PR #347, opened 2019-12-24
Specify viewset queryset ordering

sergei-maertens:
Ordering is relevant for pagination & it silences the warnings in the test output.

Dev settings are modified to hard-error when you forget to specify the ordering on viewset querysets.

## Task brief
What lines above hold the word "viewset"? Pull each one out.

## Answer box
Specify viewset queryset ordering
Dev settings are modified to hard-error when you forget to specify the ordering on viewset querysets.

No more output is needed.